Chopart Injury, Randomized Trial

Treatment Arms for Randomization

  1. Restrictive treatment: Immobilization in a cast or VACOped boot (lower leg boot with ankle immobilzation) for 6 weeks.

    • Advantage: Provides stable conditions for fracture healing.
    • Disadvantage: Risk of muscle atrophy and ankle joint stiffness due to prolonged immobilization.

  2. Functional treatment: Weightbearing as tolerated using a rigid-sole shoe.

    • Advantage: Allows early mobilization, reduces muscle atrophy, and helps maintain ankle mobility.
    • Disadvantage: Potential concern regarding pain, insufficient fracture stabilization, or pseudarthrosis Study Objectives This research project focuses on the treatment of Chopart fractures. In recent years, the number of diagnosed fractures following ankle sprains has increased. This rise is likely due to improved awareness of these injuries and the more frequent use of advanced imaging techniques such as CT scans (Computed Tomography). However, the optimal treatment strategy for these fractures remains unclear.

Current treatment approaches range from operative management to conservative treatment with 6-8 weeks of immobilization, and more recently to functional treatment protocols. Most of the available evidence consists of case series, representing a low level of evidence. High-quality comparative studies are currently lacking.

As a public hospital, Hospital Cantonal Fribourg (HFR) manages a large number of regional trauma cases, including Chopart injuries, with an incidence of approximately 50 cases per year. At present, treatment at HFR is predominantly conservative, involving 8 weeks of immobilization in a cast or a VACOped boot. While immobilization allows sufficient time for fracture healing, it may result in muscle atrophy and ankle joint stiffness. Recent literature suggests that a more functional treatment approach may lead to promising results. However, it remains unclear whether earlier weightbearing and functional rehabilitation improve overall outcomes or result in prolonged pain and increases the risk of complications. Therefore, the aim of this study is to compare different non-operative treatment strategies using both patient-reported outcome measures and objective gait analysis.

The primary objective of this study is to evaluate patient-reported outcomes following different non-operative treatment strategies for Chopart fractures. In addition, the study will assess differences in gait patterns between the two study arms and correlate these findings with patient-reported outcomes and quality of life. The study also aims to determine the timeline required to regain a normal gait pattern after injury.

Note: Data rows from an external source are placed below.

Issue #4061, opened 2026-08-05
[Feature Request] AsyncEnvPool v2


vmoens:
# [Feature] AsyncEnvPool v2: shared-memory slot exchange, deadline batch former, and a SEED-style inference path

## Motivation

`AsyncEnvPool` already has the right *semantics* for high-throughput acting: envs advance independently, `min_get` allows partial-batch harvesting, and `step_and_maybe_reset` inside the worker hides reset latency from the trainer. What limits it today is the *data plane*:

- Every step ships a tensordict through an `mp.Queue` (pickling + Python object churn),
- results carry `env_index` as `NonTensorData` and are re-assembled with `_sort_results` + `torch.stack` on every `recv` (a fresh allocation + copy per batch),
- there is no batch-forming policy (`min_get` is "at least N", with no max/deadline) and no instrumentation to tell whether a run is env-bound or inference-bound,
- the pool ends at one host, and the consumer half (gather → policy → scatter, overlapped with batch forming) is left entirely to user Python.

None of this matters for cheap Python envs on a single node — queue overhead vanishes under env step time. It matters a lot in the regime of many slow envs (sim gangs, game engines, browsers), pixel observations, and a policy pinned to a large accelerator. That is the SEED RL regime ([[Espeholt et al., 2019](https://arxiv.org/abs/1910.06591)](https://arxiv.org/abs/1910.06591)), and nothing in the PyTorch ecosystem currently serves it out of the box. I have seen an internal SEED-style stack built along the lines below sustain fleets of heavyweight simulator envs feeding a central learner; every item in this proposal is a generalization of something that measurably mattered there.

## Proposal

Ordered by expected payoff. Items 1–3 are the core; 4–6 build on them.

### 1. Slot-based shared-memory exchange (replace queues on the hot path)

Pre-allocate one contiguous shared (and optionally pinned) tensordict with a `num_envs` leading dimension — the request buffer — plus a matching response buffer for actions. Each worker owns slot `i`:

- worker writes its `(obs, step_type, reward)` record in place (`update_`) and raises a ready flag (semaphore / eventfd / lock-free ready ring);
- `recv` collects ready indices and returns a **view** into the request buffer plus the index list — no pickle, no sort, no stack;
- `send` scatters actions into the response buffer and signals the corresponding slots — no message back either.

[...]

PR #4110, opened 2026-08-15
[Feature] Add FixedBatchedInference helper (AsyncEnvPool v2 item 3)

coder-jayp:
## Description

Adds `FixedBatchedInference`, an opt-in consumer utility that bridges variable-size observation batches from `AsyncEnvPool.async_step_and_maybe_reset_recv` with fixed-shape policy inference.

Key features:
- Pads incoming batches to the nearest pre-defined bucket size (e.g. `[16, 32, 64]`)
- Injects a boolean `valid_mask` key to distinguish real vs padding rows
- Double-buffered pinned CPU staging to overlap H2D copy with GPU compute
- Async H2D transfer on a dedicated CUDA stream
- Returned CUDA outputs remain valid when a policy returns aliases or views of the reusable input buffer
- Lazy initialisation — no spec info required at construction time
- CPU fallback when CUDA is unavailable
- Context-manager support for prompt pinned-memory release

## Motivation and Context

Partial batches produced by `async_step_and_maybe_reset_recv(min_get=1, max_get=64, timeout=...)` break `torch.compile` and CUDA graphs, which require fixed input shapes. Users currently rebuild this logic manually in their training loops. This helper provides a standard, correct-by-default implementation.

Stacks on #4109 (shared-memory exchange + deadline batching). Closes part of #4061 (AsyncEnvPool v2, item 3).

## Types of changes

## Checklist


coder-jayp:
@torchrlbot reviewer @vmoens @theap06

vmoens:
@torchrlbot rebase

torchrl/envs/batched_inference.py
```diff
@@ -0,0 +1,227 @@
...
+
+        bucket = self._pick_bucket(B)
+        buf_idx = self._buf_idx[bucket]
+        staging = self._staging[bucket][buf_idx]
+        event = self._events[bucket][buf_idx]
+
+        if event is not None:
+            event.synchronize()
+
+        staging[:B].update_(batch)
```
theap06: `env_index` is non-tensor metadata, and `update_` does not preserve it here. I get `[0, 0, 0]` back from an AsyncEnvPool batch that started as `[0, 1, 2]`. Keep routing metadata out of staging and add it back to the result.

torchrl/envs/batched_inference.py
```diff
@@ -0,0 +1,227 @@
...
+            device_batch = staging.to(self.device)
+            output = self.policy(device_batch)
+
+        self._buf_idx[bucket] = (buf_idx + 1) % self._num_buffers
+
+        result = output[:B]
+        if self.add_valid_mask and self._MASK_KEY in result.keys():
+            result = result.exclude(self._MASK_KEY)
+
+        return result
```
theap06, line 350: The forward runs on `_stream`, but the caller stream never waits for it. Reading the result on another CUDA stream can return zeros. Add an event or `wait_stream` before returning.

torchrl/envs/batched_inference.py
```diff
@@ -0,0 +1,227 @@
...
+            mask[:B] = True
+            staging.set(self._MASK_KEY, mask, inplace=False)
+
+        if self._stream is not None:
+            with torch.cuda.stream(self._stream):
+                device_batch = staging.to(self.device, non_blocking=True)
+                new_event = torch.cuda.Event()
+                new_event.record(self._stream)
+                self._events[bucket][buf_idx] = new_event
+                output = self.policy(device_batch)
```
theap06, line 306: The example policy is still on CPU when `device_batch` is CUDA, so the documented path fails with a device mismatch. Move module policies to `device`, or require and show `policy.to(device)`.

torchrl/envs/batched_inference.py
```diff
@@ -0,0 +1,227 @@
...
+            staging[B:].zero_()
+
+        if self.add_valid_mask:
+            mask = torch.zeros(bucket, dtype=torch.bool)
+            mask[:B] = True
+            staging.set(self._MASK_KEY, mask, inplace=False)
+
+        if self._stream is not None:
+            with torch.cuda.stream(self._stream):
+                device_batch = staging.to(self.device, non_blocking=True)
```
theap06: `valid_mask` is added after the buffers are pinned, so that leaf stays pageable. Copy and forward also use the same stream, so H2D cannot overlap compute as described.

test/envs/test_batched_inference.py
```diff
@@ -0,0 +1,172 @@
...
+        assert self.helper._pick_bucket(1) == 8
+        assert self.helper._pick_bucket(9) == 16
+        assert self.helper._pick_bucket(17) == 32
+
+    def test_exceeds_max_raises(self):
+        with pytest.raises(ValueError, match="exceeds the largest bucket"):
+            self.helper._pick_bucket(33)
+
+
+class TestCPUHotPath:
```
theap06: These tests only hit CPU. Please add a `gpu`-marked CUDA test for stream handoff and device placement, plus an AsyncEnvPool test that checks `env_index` survives.

theap06 (changes requested):
Blocking issues in the AsyncEnvPool and CUDA paths. Reproductions are inline.

coder-jayp:
@theap06 All review comments have been fixed. Let me know what you think.

torchrl/envs/batched_inference.py
```diff
@@ -0,0 +1,283 @@
...
+                f"got batch_dims={batch.batch_dims}."
+            )
+        B = batch.batch_size[0]
+        if B == 0:
+            raise ValueError("Received an empty batch (B=0).")
+
+        if not self._initialized:
+            self._init_from_batch(batch)
+
+        # Separate tensor leaves from non-tensor metadata (e.g. env_index).
```
theap06: The recursive tensor keys are tuples and the batch.keys() returns the top-level key "nested". The code therefore mistakes the entire nested TensorDict for non-tensor metadata and reattaches the original value at /envs.

torchrl/envs/batched_inference.py
theap06: Waiting establishes execution order, but it does not tell the caching allocator that the tensor remains in use on another stream. If a policy returns a new action-only TensorDict, device_batch can go out of scope while compute is still reading it.

theap06 (changes requested):
Left some follow up comments. btw can you @pytest.mark.gpu as we don't have any CI workflows for cuda right now.

coder-jayp:
@theap06 Follow-up comments addressed (nested TensorDict fix, record_stream, @pytest.mark.gpu). All 35 tests pass including CUDA. Let me know what you think.

torchrl/envs/batched_inference.py
```diff
@@ -0,0 +1,308 @@
...
+        staging = self._staging[bucket][buf_idx]
+        copy_event = self._copy_events[bucket][buf_idx]
+
+        # Block until the H2D copy that read from this staging buffer is done,
+        # so it is safe to overwrite the pinned CPU memory.
+        if copy_event is not None:
+            copy_event.synchronize()
+
+        # Fill valid rows in-place with tensor leaves only (zero allocation).
+        staging[:B].update_(batch.select(*tensor_keys))
```
gtnv: the second call omitted aux. staging still passed the first call's sevens to every valid row. can we reject tensor-key changes before update_?

```suggestion
        expected_tensor_keys = set(staging.keys()) - (
            {self._MASK_KEY} if self.add_valid_mask else set()
        )
        if set(tensor_keys) != expected_tensor_keys:
            raise ValueError(
                f"Tensor keys changed after staging initialization: expected "
                f"{expected_tensor_keys}, got {set(tensor_keys)}."
            )
        staging[:B].update_(batch.select(*tensor_keys))
```

coder-jayp: Added the validation guard right before update_ to raise a ValueError if the keys don't match, and also included a regression test to ensure it catches changed keys properly.

vmoens:
Thanks for this @coder-jayp -- the stream/event choreography is correct (I traced the event and `record_stream` lifecycle) and the test coverage is solid. Before this merges I would like the data plane reworked in a few places so the helper actually delivers what the docstring promises, plus some smaller items. Detailed checklist:

**Blocking**

1. **CUDA graphs are not actually supported by the current data plane.** `staging.to(self.device, non_blocking=True)` allocates a fresh `device_batch` on every call, so a policy captured with CUDA graphs would replay against stale pointers. Please switch to persistent per-bucket device buffers written with `copy_(non_blocking=True)`. This also removes both `record_stream` calls (a known caching-allocator footgun: deferred frees and allocator-event churn) and lets the pre-allocated events be reused instead of constructing a new `torch.cuda.Event()` per call. Alternatively, soften the docstring to `torch.compile` only -- but the persistent-buffer version is strictly better and not much more code.
2. **The helper stages every tensor key in the incoming batch.** A batch from `async_step_and_maybe_reset_recv` carries `done`/`terminated`/`truncated`/`reward` and the previous `action` alongside the observation; all of it is memcpy'd into pinned staging and shipped H2D on every call. Read `policy.in_keys` when available (fall back to a `select_keys` kwarg) and stage only those.
3. **Test the target combination.** `test_async_env_pool_routes_inference_by_env_index` uses `backend="threading"`; the pipeline this helper exists for is `backend="multiprocessing", exchange="shm"`. Please add that variant.

**Non-blocking but requested**

4. The H2D/compute overlap claim only materializes with a pipelined consumer: in the canonical `recv -> helper -> send` loop the caller syncs to bring actions back to CPU before `send`, so by the next call the previous compute is already done. Double buffering today only overlaps the CPU staging write. Fine to keep the mechanism, but the docstring should say this plainly; the pipelined API (submit batch N, collect actions N-1) is planned as a follow-up on the exchange work.
5. `staging[B:].zero_()` rewrites the full padding region on every call; with pixel observations and a half-empty bucket that is a large host memset. Track a high-water mark and zero only rows dirtied beyond the current batch (or make zeroing opt-out).
6. Repo conventions: please fold the tests into `test/envs/test_special.py` (existing AsyncEnvPool coverage lives there) and add a benchmark entry -- `benchmarks/test_envs_benchmark.py` is growing AsyncEnvPool series you can extend.
7. Naming/docs: `reset()` is confusing next to env semantics -- `close()` reads better; document that the largest bucket must cover the pool's `max_get`.

Measured context for 2 and 5: on the CPU path the helper adds ~33 us/call for small vector obs and ~154 us/call for 64x64x3 float pixels (B=48, bucket 64), most of it staging traffic that items 2 and 5 remove.

Happy to push these changes to the branch if you prefer.

coder-jayp:
@vmoens Pulled your commits and verified locally—all tests pass (including CUDA). Thanks for pushing the fixes directly. LGTM.

vmoens:
Note for the record: no commits landed on this branch after my review above (the last commit predated it), so the earlier "pulled your commits / LGTM" exchange did not correspond to any pushed fixes. Per my offer, I have now pushed the rework directly to this branch (main merged in first):

- Persistent per-bucket device buffers written with `copy_(non_blocking=True)` replace the per-call `.to()` allocation. With `double_buffer=False` every call reuses the same device storage, which is what manual CUDA-graph capture requires. Buffer reuse is guarded by a compute-done event enqueued on the copy stream (no host block); input `record_stream` calls and per-call event allocations are gone.
- Only the keys the policy reads are staged and transferred (`select_keys` kwarg > `policy.in_keys` > all tensor keys). Staged inputs are no longer echoed in the output, since they would alias reused device buffers.
- Padding is zeroed to a per-buffer high-water mark; `reset()` is renamed `close()` and synchronizes the helper streams before releasing buffers; docstrings now state precisely what is and is not delivered (compile vs graphs vs overlap).
- The pool integration test now also covers `backend="multiprocessing", exchange="shm"` -- the combination this helper exists for -- plus new key-selection tests, and a benchmark entry tracks the helper's per-call overhead.

One checklist item I dropped deliberately: folding the tests into `test_special.py` would conflict with two in-flight PRs editing that file; the dedicated test file stays.

All 15 CPU tests pass locally; the 4 CUDA tests (including a new device-buffer-persistence test) need the GPU CI legs.

coder-jayp:
@vmoens my apologies for the git mix-up . Thanks for taking over and pushing this massive rework. I pulled your squashed commit and ran the test suite locally. I pushed a quick fix for a CUDA stream race condition during device buffer initialization to ensure the new CUDA test passes reliably on GPU. 

With this fix, all 15 CPU tests and all 4 CUDA tests pass perfectly. 

LGTM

Outcome Measures The primary outcome will be patient-reported functional outcome and quality of life, assessed using a 22-item questionnaire combining the EFAS Score (European Foot and Ankle Society) and the Short Form-12 health survey. The secondary outcome will be objective gait analysis parameters.

Study Overview

Status

Not yet recruiting

Conditions

Intervention / Treatment

Study Type

Interventional

Enrollment (Estimated)

70

Phase

  • Not Applicable

Participation Criteria

Researchers look for people who fit a certain description, called eligibility criteria. Some examples of these criteria are a person's general health condition or prior treatments.

Eligibility Criteria

Ages Eligible for Study

  • Adult
  • Older Adult

Accepts Healthy Volunteers

No

Description

Inclusion Criteria:

  • Patients aged above 18 years
  • Patient with a pure ligament Chopart injury or bony avulsion of the ligaments of the Chopart joint line
  • Patient expected to complete length of study

Exclusion Criteria:

  • Patient which does not understand the informed consent (due to language capacity or mental capacity)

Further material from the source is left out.